Supply chain initiatives are required to provide a more consistent return and to incentivize health and welfare improvements. 

The government should work in partnership with the industry for the most effective use of vaccines in control and elimination programs. Vaccine development that is clearly uneconomic for pharmaceutical companies but could make a significant improvement to animal health and welfare could be supported by the government. 

Disease treatment 

Farmer/stockperson disease awareness and recognition skills should be improved through awareness campaigns, and the report’s authors argue that the veterinarian has an important role in educating and training stockpeople. 

Treatment protocols, success rates and resistance profiles should be part of herd/flock health planning. The development of more pen-side diagnostics, providing rapid, specific and sensitive results to support clinical observation, is an area for research that needs support from the government and the industry.

The government and industry should work together to develop systems which demonstrate antibiotic stewardship. The clinical freedom of veterinarians to prescribe appropriately for each disease situation should be preserved, while they work toward antibiotic reduction. More support should be given by the government and industry to research into endemic bacterial diseases to discover better ways of tackling these infections,  thus improving animal welfare and reducing antibiotic use. 

Where care and treatment for sick animals is unavailable or ineffective, they should be euthanized promptly and humanely. All flock or herd planning must include a farm-specific plan to decide on when an animal should be euthanized. This plan should at least document where additional assistance can be sought to make the final decision to euthanize the animal and what means should be used to kill it. The species specific veterinary societies could usefully assist in the updating of euthanasia guidelines in line with latest regulations. 

On every farm, an appropriate number of stockpeople should be trained and able to euthanize stock of all ages to ensure that euthanasia is never delayed.
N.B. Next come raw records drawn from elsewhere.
PR #795, opened 2026-06-12
Add dependabot configuration

zariiii9003:
Just trying to trigger readthedocs while adding something useful...

### DIFF
--- a/.github/workflows/pythonpackage.yml
+++ b/.github/workflows/pythonpackage.yml
@@ -5,6 +5,9 @@ on: [push, pull_request]
 env:
   PY_COLORS: "1"
 
+permissions:
+  contents: read
+
 jobs:
   codegen:
     runs-on:  ${{ matrix.os }}
@@ -15,6 +18,9 @@ jobs:
       fail-fast: false
     steps:
     - uses: actions/checkout@de0fac2e4500dabe0009e67214ff5f5447ce83dd  # 6.0.2
+      with:
+        fetch-depth: 0
+        persist-credentials: false
     - name: Set up Python ${{ matrix.python-version }}
       uses: actions/setup-python@a309ff8b426b58ec0e2a45f0f869d46889d02405  # 6.2.0
       with:
@@ -39,6 +45,9 @@ jobs:
       fail-fast: false
     steps:
     - uses: actions/checkout@de0fac2e4500dabe0009e67214ff5f5447ce83dd  # 6.0.2
+      with:
+        fetch-depth: 0
+        persist-credentials: false
     - name: Set up Python ${{ matrix.python-version }}
       uses: actions/setup-python@a309ff8b426b58ec0e2a45f0f869d46889d02405  # 6.2.0
       with:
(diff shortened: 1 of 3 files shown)


zariiii9003:
I resynchronized the hooks on readthedocs and deleted the dead webhooks in this repo.
The [PR build](https://cantools--795.org.readthedocs.build/en/795/) works now.

juleq:
Great, thanks.

zariiii9003:
@juleq since you are owner of the PyPI repo, could you set up trusted publishing?

.github/workflows/pythonpackage.yml
```diff
@@ -62,16 +71,19 @@ jobs:
...
     runs-on: ubuntu-latest
     steps:
-    - uses: actions/checkout@v4
+    - uses: actions/checkout@de0fac2e4500dabe0009e67214ff5f5447ce83dd  # 6.0.2
+      with:
+        fetch-depth: 0
+        persist-credentials: false
     - name: Set up Python
-      uses: actions/setup-python@v5
+      uses: actions/setup-python@a309ff8b426b58ec0e2a45f0f869d46889d02405  # 6.2.0
```
andlaus, line 86: what's the reason for specifying the commit instead of the branch for the actions?

andlaus (approved):
LGTM

.github/workflows/pythonpackage.yml
zariiii9003: It's [generally recommeded](https://docs.github.com/en/actions/reference/security/secure-use#using-third-party-actions) due to recent security incidents.

juleq:
Have added a trusted publishers on PyPi. Looking into the workflow to find out what to do next ;).

zariiii9003:
> Have added a trusted publishers on PyPi. Looking into the workflow to find out what to do next ;).

I added the `pypi` environment name. So in PyPI you need set the name of the yaml file and the name of the environment.

juleq:
Ok, have removed and readded using the pypi env name:

- Repository: [cantools/cantools](https://github.com/cantools/cantools)
- Workflow: pythonpackage.yml
- Environment name: pypi

We happy?

zariiii9003:
I think so, we'll see on release :smile:

zariiii9003:
Forgot to adapt the workflow triggers, now the dependabot PR runs the checks twice -.-

juleq:
I could invite you to pypi as a backup. Or @andlaus. Or both ^^. Otherwise we would have to bug Erik again when I fail to show up.

zariiii9003:
If you like, my username is the same as here

juleq:
Did so for cantools. Cannot do for textparser, insufficient permissions.

zariiii9003:
> Did so for cantools. Cannot do for textparser, insufficient permissions.

Got the invitation, thank you!

andlaus:
> I could invite you to pypi as a backup. Or @andlaus. Or both ^^. Otherwise we would have to bug Erik again when I fail to show up.

You can invite me, but I currently cannot access my `andlaus` pypi account. You should better invite `hexdev` on pypi which belongs to our supplier who does the distribution of odxtools on pypi...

Where this is inappropriate, holdings should be able to demonstrate the availability of trained personnel to respond to emergencies within the approved time limit.
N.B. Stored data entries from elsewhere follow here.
PR #798, opened 2026-06-12
Adapt workflow triggers

zariiii9003:
Avoid dependabot PRs running tests twice

### DIFF
--- a/.github/workflows/pythonpackage.yml
+++ b/.github/workflows/pythonpackage.yml
@@ -1,6 +1,12 @@
 name: Python package
 
-on: [push, pull_request]
+on:
+  pull_request:
+  push:
+    tags:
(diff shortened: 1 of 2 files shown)


zariiii9003:
@andlaus hope you don't mind the xfail

zariiii9003:
@andlaus i think the 42.0.0 release wasn't triggered because `v*` does not match our tags :/
I think `*.*.*` might work.

andlaus:
what's the problem? pypi currently features 42.0.1: https://pypi.org/project/cantools/

andlaus:
sorry for the noise: my SMTP server is not of the fast kind, so I only got the github notification email now. I see that you fixed this in #802...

Future strategies to improve health and welfare

The governments should, as a public service, take responsibility to reduce the impact of endemic disease on the health and welfare of animals. Support is necessary in a guardianship role to monitor, enable, encourage and promote continual reduction in the priority diseases that impact health and welfare.
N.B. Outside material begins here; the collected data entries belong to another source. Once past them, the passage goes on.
PR #800, opened 2026-06-21
fix mypy errors with textparser 0.26.*

zariiii9003:


andlaus (approved):
LGTM

zariiii9003:
Just in time for numpy 2.5.0 to break it again :smiling_face_with_tear:

andlaus:
it's a hamster's wheel :D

Governments should make support available through health and welfare stewardship programs and should ensure that improvements in animal welfare through animal health initiatives are recognized and rewarded. 

Retailers should encourage the adoption of outcome measures of health and welfare in their supply chain, using measures that are industry standards to prevent duplication of effort. Processors should give postmortem data to the farmer to inform the veterinary health plan.

Additionally, retailers and processors should take responsibility for ensuring their supply base is adequately funded and prepared to deliver sustained proper health and welfare and that improved standards of health and welfare are appropriately rewarded. 

The animal keeper has primary responsibility to ensure that sick animals are nursed and treated appropriately or euthanized immediately if is apparent that further treatment is inappropriate. Where medicines are used, the veterinarian has to ensure that appropriate treatment is given. This is a complex area, and it is recommended that that the efficacy of treatment is recorded. It is also recommended that veterinarians debate the ethics and practicalities of this situation.

The government and industry should support suggested research and development opportunities that will benefit farm animal health and welfare. All stakeholders should take a proactive approach to improving farm animal health and welfare in the future.